Before you start
A UAE formation begins with two decisions, and getting them right is most of the work. The first is which setup you will use, the mainland or one of the free zones; Choosing your UAE setup explains the options in full. The second is what your company will be licensed to do. The UAE licenses companies for specific activities, and the activities you choose shape the licence type, the cost, and sometimes the approvals required. Cosmos helps you settle both before anything is filed.
Activities and licence types
Every UAE company holds a licence tied to defined activities. Licences are generally grouped into broad categories: commercial for trading, professional or services for consultancy and expertise-based work, industrial for manufacturing, with further types for specific sectors. Choosing the right activities matters in both directions. Too narrow, and the company cannot lawfully do something it needs to. Too broad, and the licence may cost more or pull in extra requirements. Some activities also need approval from a sector regulator before the licence can be issued. Cosmos helps you describe the business so the licence genuinely fits what you intend to do, and flags early if your activity needs an additional approval.
The steps of a UAE formation
Confirm the activity and setup. Cosmos matches your planned activities to a licence type and confirms the mainland or free zone option that fits your customers, budget and visa needs.
Reserve the company name. Your preferred name is checked against UAE naming rules and reserved. The rules are stricter than many founders expect: names that are offensive, that imply a connection with government, or that use religious or sensitive terms are refused, and abbreviations of personal names are generally not allowed. Cosmos checks before you commit.
Initial approval. The relevant authority issues an initial approval, confirming it has no objection in principle to the proposed activity and owners. Where a sector regulator's approval is needed, it is obtained at this stage.
Know-your-customer checks. Every owner and director is identified and verified before the company can be formed. Why Cosmos asks for documents and ID checks explains this in full.
Documents and signing. Cosmos prepares the incorporation documents, including the company's constitutional documents, and you sign them. Depending on the setup, some documents are signed electronically and some may need to be signed in person or before a notary.
Licence issued. The free zone authority or the emirate's economic department issues the trade licence and the incorporation documents. At this point the company legally exists.
Establishment card and visas. If the company will sponsor residency visas, Cosmos arranges its establishment card, the document that allows a company to sponsor visas, and then the visas themselves. Visas and residency in the UAE covers this.
What you need to provide
The documents required are, for each owner and director, a passport copy, a proof of address and a passport-style photograph, along with a description of the business. Some setups and some activities call for more, for example information on the source of funds, or documents that have been notarised or legalised. Documents we need from you sets out the full list, and Cosmos tells you precisely what your setup requires rather than asking for things speculatively.
What you receive
On completion you receive your trade licence, the company's incorporation and constitutional documents, its share certificates, and, where relevant, its establishment card. These are the documents a bank, an investor or a counterparty will ask to see, so keep them safe.
How long it takes
Timelines vary by setup. A straightforward free zone formation is usually the quickest, and can complete within one to two weeks once documents are in order, sometimes faster. Mainland formations generally take longer, because they involve the emirate's economic department and, often, leasing office space. The financial free zones, DIFC and ADGM, can take longer still, because of their additional approval steps. These are general guides, not promises; Cosmos gives you a realistic timeline for your specific setup once it is confirmed. As everywhere, the part within your control is providing complete, clear documents early.

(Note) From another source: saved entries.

PR #631, opened 2021-05-14
fix: add flush check in BulkWriter.sendBatchLocked() callback

thebrianchen:
Found this bug while adding recursive delete tests. I tried to think of a way to add a unit test to check for this, but I couldn't think of an easy test since `scheduleCurrentBatchLocked()` automatically returns if there are no mutations.

However, not having this check was causing the `startAfter()` recursive delete test to flake, so that's some indirect coverage 😨

### DIFF
--- a/google-cloud-firestore/src/main/java/com/google/cloud/firestore/BulkWriter.java
+++ b/google-cloud-firestore/src/main/java/com/google/cloud/firestore/BulkWriter.java
@@ -989,7 +989,9 @@ public final class BulkWriter implements AutoCloseable {
                 @Override
                 public void run() {
                   synchronized (lock) {
-                    scheduleCurrentBatchLocked(flush);
+                    if (flush) {
+                      scheduleCurrentBatchLocked(/* flush= */ true);
+                    }
                   }
                 }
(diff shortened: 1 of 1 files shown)


google-cloud-firestore/src/main/java/com/google/cloud/firestore/BulkWriter.java
```diff
@@ -989,7 +989,9 @@ private void sendBatchLocked(final BulkCommitBatch batch, final boolean flush) {
                 @Override
                 public void run() {
                   synchronized (lock) {
-                    scheduleCurrentBatchLocked(flush);
+                    if (flush) {
```
schmidt-sebastian, line 992: The if-check can happen outside the synchronized block.

schmidt-sebastian (approved):

google-cloud-firestore/src/main/java/com/google/cloud/firestore/BulkWriter.java
thebrianchen: done.

PR #653, opened 2021-05-27
fix: return results from getPartitions() in order

schmidt-sebastian:
The Partition RPC does not guarantee that results are returned in order, which means we have to sort the partitions before we can use them as cursors.

Port of https://github.com/googleapis/nodejs-firestore/pull/1521

We don't have unit tests for PartitionQueries as we never figured out how to mock paged respones.

### DIFF
--- a/google-cloud-firestore/src/main/java/com/google/cloud/firestore/CollectionGroup.java
+++ b/google-cloud-firestore/src/main/java/com/google/cloud/firestore/CollectionGroup.java
@@ -65,8 +65,8 @@ public class CollectionGroup extends Query {
    * parallel. The returned partition cursors are split points that can be used as starting/end
    * points for the query results.
    *
-   * @deprecated Please use {@link #getPartitions(long)} instead. All cursors will be loaded before any value will be provided to {@code observer}.
-   *     the server. Use {@link #getPartitions(long)} to get the same behavior.
+   * @deprecated Please use {@link #getPartitions(long)} instead. All cursors will be loaded before
+   *     any value will be provided to {@code observer}.
    * @param desiredPartitionCount The desired maximum number of partition points. The number must be
    *     strictly positive. The actual number of partitions returned may be fewer.
    * @param observer a stream observer that receives the result of the Partition request.
--- a/google-cloud-firestore/src/main/java/com/google/cloud/firestore/CollectionGroup.java
+++ b/google-cloud-firestore/src/main/java/com/google/cloud/firestore/CollectionGroup.java
@@ -65,7 +65,7 @@ public class CollectionGroup extends Query {
    * parallel. The returned partition cursors are split points that can be used as starting/end
    * points for the query results.
    *
-   * @deprecated This method is deprecated as the SDK has to post-process all results streamed from
+   * @deprecated Please use {@link #getPartitions(long)} instead. All cursors will be loaded before any value will be provided to {@code observer}.
    *     the server. Use {@link #getPartitions(long)} to get the same behavior.
    * @param desiredPartitionCount The desired maximum number of partition points. The number must be
    *     strictly positive. The actual number of partitions returned may be fewer.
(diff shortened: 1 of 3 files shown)


kolea2 (commented):
Would this example of mocking paged responses help? Maybe we could add something similar here? https://github.com/googleapis/java-bigtable/blob/master/google-cloud-bigtable/src/test/java/com/google/cloud/bigtable/admin/v2/BigtableInstanceAdminClientTest.java#L647-L663

schmidt-sebastian:
@kolea2 It might - I will see if I have some cycles to flush this out. I think we should not block this bug fix on it though, as the code does get executed by the existing integration tests.

BenWhitehead:
Mocking of PartitionQuery paged responses is present in my beam work https://github.com/BenWhitehead/beam/blob/66c203fced82b938c2251d21fa45e04a6b6e42d9/sdks/java/io/google-cloud-platform/src/test/java/org/apache/beam/sdk/io/gcp/firestore/FirestoreV1FnPartitionQueryTest.java#L48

What is distinctive about forming in the UAE
Three things set the UAE apart. First, privacy: most UAE company details are not placed on a public register that anyone can search, so ownership generally stays private. Second, the financial free zones: DIFC and ADGM run on English common law rather than UAE civil law, with their own courts, which many holding and investment structures prefer. Third, the mainland and free zone divide: a free zone company trades internationally and within its zone freely, while direct selling into the wider UAE market is the mainland's particular strength. Understanding these three points is most of what it takes to make a good UAE decision.
After your company exists
A UAE licence is the start. From there, Cosmos moves into whatever you need next: the establishment card and residency visas, opening a business bank account, and registering the company for corporate tax and, where relevant, VAT. The company also takes on annual obligations from day one; Staying compliant in the UAE explains them.
How Cosmos handles it
Cosmos manages the whole UAE formation: confirming the setup and activities, reserving the name, obtaining initial and any regulator approvals, carrying out the due diligence, preparing and filing the documents, and securing the licence, then moving straight on to visas, banking and tax. Each step is reviewed by the team before submission, and you are told clearly whenever something is needed from you.